[Data for the task Boundary: Start]

PR #1257, opened 2021-03-05
add new form for editing first draft of collections

### LINKED ISSUE #1250: User should be presented with the single collection edit form with all details and settings until the first version of the collection has completed deposit
If a user starts a collection and saves a draft and then returns to edit the details, as long as the title, description, and email validate, they can deposit the collection, even if they have not properly completed settings. @peetucket and I created multiple collections this way that then did not have the required license set, resulting in bad data that prevented us from creating items in the collection.

To be discussed at stand-up on Mar 4 to see if this approach will work.

Note: When done, please add back the "Save as Draft" button on first draft collections that was removed in #1253

peetucket:
## Why was this change made?

Fixes #1250 - create a new form for editing first drafts of collections that shows details and settings on the same page (just like when create a new collection).

Localhost browser
Existing tests
New tests


app/components/collections/create/buttons_component.html.erb
```diff
@@ -14,9 +14,7 @@
   </div>
   <div class="col-auto">
     <%= cancel_button %>
-    <%# The Save As Draft button is temporarily hidden on collection creation (first draft) ... see https://github.com/sul-dlss/happy-heron/issues/1250%>
-    <%# see also spec/components/collections/create/buttons_component_spec.rb which changes a test for this %>
-    <%#= form.submit 'Save as draft', class: 'btn btn-primary', id: 'save-draft-button', data: { action: 'unsaved-changes#allowFormSubmission' } %>
+    <%= form.submit 'Save as draft', class: 'btn btn-primary', id: 'save-draft-button', data: { action: 'unsaved-changes#allowFormSubmission' } %>
```
peetucket, line 17: add back the save as draft button to collection create form

app/components/collections/edit_link_component.rb
```diff
@@ -11,6 +11,15 @@ def initialize(collection_version:, anchor:, label:)
...
 
+    sig { returns(String) }
+    def link_path
+      if @collection_version.first_draft?
+        edit_first_draft_collection_path(collection, anchor: anchor)
+      else
+        edit_collection_path(collection, anchor: anchor)
+      end
+    end
+
```
peetucket, line 22: this approach to ensuring we link to the correct edit collection page is sprinkled in other parts too but is not comprehensive and prone to missing a spot --- i also added a redirect in the collections controller to send you to the new route if needed, and I think that might make more sense that trying to catch all of the links everywhere

spec/components/collections/create/buttons_component_spec.rb
```diff
@@ -19,14 +19,7 @@
...
-  # remove the following one when the button is added back
-  # see https://github.com/sul-dlss/happy-heron/issues/1250 and components/collections/create/button_compontent.html.erb
-  xit 'renders the save draft button' do
+  it 'renders the save draft button' do
     expect(rendered.css('input[value="Save as draft"]')).to be_present
   end
-
-  it 'temporary: it does not renders the save draft button' do
-    expect(rendered.css('input[value="Save as draft"]')).not_to be_present
-  end
```
peetucket, line 31: put the test back

app/policies/collection_policy.rb
```diff
@@ -16,6 +16,11 @@ def update?
     administrator? || manages_collection?(record)
   end
 
+  sig { returns(T::Boolean) }
+  def edit_first_draft?
+    update? && record.collection_versions.first.first_draft?
+  end
```
peetucket, line 22: we are only allowed to edit a first draft of a collection if its actually a first draft -- this ensures we don't end up on that page otherwise

app/components/dashboard/in_progress_collection_row_component.html.erb
```diff
@@ -3,7 +3,7 @@
     <%= show_collection_link %>
   </div>
   <div class="col-3">
-    <%= link_to 'Complete draft', edit_collection_path(collection), class: "mb-2 btn btn-primary" %>
+    <%= link_to 'Complete draft', edit_collection_version_path(collection.head), class: "mb-2 btn btn-primary" %>
```
peetucket, line 6: This links to the page that actually has the "Deposit" button (the details part of the from) and not the settings part of the form.  This should reduce user confusion when they click the "Complete draft" button from the dashboard.

spec/components/dashboard/in_progress_collection_component_spec.rb
```diff
@@ -28,9 +28,9 @@
 
   context 'when presenter has one or more in progress collections' do
     before do
-      create(:collection_version)
-      create(:collection_version)
-      create(:collection_version)
+      create(:collection_version_with_collection)
+      create(:collection_version_with_collection)
+      create(:collection_version_with_collection)
```
peetucket, line 33: The dashboard now has links to the collection_version edit page and so the tests needs a fully formed collection.

app/policies/collection_policy.rb
```diff
@@ -16,6 +17,11 @@ def update?
     administrator? || manages_collection?(record)
   end
 
+  sig { returns(T::Boolean) }
+  def update_first_draft?
+    update? && record.head.first_draft?
+  end
```
peetucket, line 23: we are only allowed to edit a first draft of a collection if its actually a first draft -- this ensures we don't end up on the wrong edit page

app/controllers/collection_versions_controller.rb
```diff
@@ -31,6 +31,9 @@ def edit
     collection_version = CollectionVersion.find(params[:id])
     authorize! collection_version
 
+    # if we end up on the edit page for a first draft (non-deposited collection), we need a separate form
```
jcoyne, line 34: I'm not sure I understand "we need a separate form". Can you clarify?

app/controllers/collection_versions_controller.rb
```diff
@@ -31,6 +31,9 @@ def edit
...
+    redirect_to edit_first_draft_collection_path(collection_version.collection.id) if collection_version.first_draft?
```
jcoyne, line 35:
```suggestion
    redirect_to edit_first_draft_collection_path(collection_version.collection) if collection_version.first_draft?
```

app/controllers/collections_controller.rb
```diff
@@ -41,19 +41,57 @@ def create
   # rubocop:enable Metrics/MethodLength
   # rubocop:enable Metrics/AbcSize
 
+  # this is a special route meant to edit a first draft (non deposited) version of a collection
+  # so that we can show the complete form instead of the split details/settings form
+  def edit_first_draft
```
jcoyne, line 46: Can you move these to a separate controller (e.g. FirstDraftCollectionController) or can we move the "Collection settings" related stuff to a different controller?  Having more than one form per controller seems more complicated than it ought to be

app/policies/collection_policy.rb
```diff
@@ -16,6 +17,11 @@ def update?
     administrator? || manages_collection?(record)
   end
 
+  sig { returns(T::Boolean) }
+  def update_first_draft?
```
jcoyne, line 21: I don't understand why we need a separate policy for this.  Isn't what `update?` is doing sufficient?

app/policies/collection_policy.rb
jcoyne: But we already have separate checks for that and redirect the user. So why do we need this?

config/routes.rb
```diff
@@ -18,6 +18,8 @@
 
   resources :collections, only: %i[new create show edit update destroy] do
     member do
+      get :edit_first_draft
```
jcoyne, line 21: Please make these two methods on their own controller.  We are saying "a first draft collection is so different that it ought to be treated as its own kind of resource".

app/components/dashboard/in_progress_collection_row_component.html.erb
jcoyne: This PR is really complicated, so can you pull this work out into it's own PR?

jcoyne (changes requested):

app/components/dashboard/in_progress_collection_row_component.html.erb
peetucket: ok, moved to #1267

app/controllers/collection_versions_controller.rb
peetucket: basically a form with all of the fields instead of being split into details and settings, like we have for a new collection... i can rephrase the comment

app/policies/collection_policy.rb
peetucket: this policy ensures you don't end up on the page that is only designed for editing first drafts if you aren't actually editing a first draft -- there aren't any links that will take you there, but you could craft one in the browser -- this just guards against that, so its not critical

app/controllers/collections_controller.rb
peetucket: i can create a new controller for these two new actions like you suggest

app/policies/collection_policy.rb
peetucket: the redirects go the other way (ensuring you go to the first draft actions when needed), not ensuring you don't go to the first draft action when you shouldn't ... but that could be handled in the same way with a redirect for consistency

config/routes.rb
peetucket: Done

app/policies/collection_policy.rb
peetucket: I just removed the policy changes -- the collection policy and redirects should be sufficient.

app/policies/collection_policy.rb
peetucket: Used redirects in the new controller and removed the policy changes.

app/controllers/first_draft_collections_controller.rb
```diff
@@ -0,0 +1,67 @@
...
+# frozen_string_literal: true
+
+# Handles updates for first drafts of collections.
+# When updating a first draft of a collection, you need to show a form that includes both
+# the settings and the details all in one page.  For later versions, the form is split in two.
+class FirstDraftCollectionsController < ObjectsController
+  before_action :authenticate_user!
+  before_action :ensure_sdr_updatable
+
+  def edit
```
jcoyne, line 11: Should we move `new` and `create` here as well since they're also working on the `CreateCollectionForm`?

jcoyne (changes requested):

app/controllers/first_draft_collections_controller.rb
peetucket: Yeah, I thought about that too.  Let me give it a try and see how many changes it actually invokes.

peetucket:
Ok, added a commit that moves the collection creation to the new first draft controller, which also involved moving components and some other pieces

peetucket:
Note: I don't think this drop in test coverage is correct.  Code got moved around but is still exercised in the tests, none of which were removed.

jcoyne (approved):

[Data for the task Boundary: End]

• [Work item] For the entries shown above, give the number of lines that include the word "tests", without any other text.

• [Task answer] 4